Exercise -
Scan the records for lines holding "using". Say how many there are and give nothing else.

Given records -
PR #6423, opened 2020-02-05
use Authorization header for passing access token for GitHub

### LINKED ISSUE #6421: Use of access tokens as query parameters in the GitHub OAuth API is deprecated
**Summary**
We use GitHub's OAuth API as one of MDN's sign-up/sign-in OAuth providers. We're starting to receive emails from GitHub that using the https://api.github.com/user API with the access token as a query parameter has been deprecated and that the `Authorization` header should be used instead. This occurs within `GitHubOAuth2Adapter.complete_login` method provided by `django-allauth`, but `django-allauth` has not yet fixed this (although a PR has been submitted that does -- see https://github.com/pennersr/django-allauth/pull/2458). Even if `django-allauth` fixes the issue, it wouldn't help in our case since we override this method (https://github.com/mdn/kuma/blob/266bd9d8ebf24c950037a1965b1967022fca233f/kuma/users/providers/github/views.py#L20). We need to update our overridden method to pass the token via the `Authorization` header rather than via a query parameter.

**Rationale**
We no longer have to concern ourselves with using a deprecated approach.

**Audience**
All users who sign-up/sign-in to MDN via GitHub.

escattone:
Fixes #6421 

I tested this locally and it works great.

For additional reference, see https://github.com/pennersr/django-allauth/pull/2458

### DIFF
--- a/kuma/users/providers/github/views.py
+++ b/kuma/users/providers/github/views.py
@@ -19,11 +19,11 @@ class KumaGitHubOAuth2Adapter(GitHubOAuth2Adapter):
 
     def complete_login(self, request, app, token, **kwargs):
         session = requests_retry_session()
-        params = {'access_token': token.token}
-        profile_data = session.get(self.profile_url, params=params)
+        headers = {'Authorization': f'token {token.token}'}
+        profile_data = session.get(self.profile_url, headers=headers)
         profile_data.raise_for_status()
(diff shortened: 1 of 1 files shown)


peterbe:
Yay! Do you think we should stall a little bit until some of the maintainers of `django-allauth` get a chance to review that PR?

Solution to the problem -
2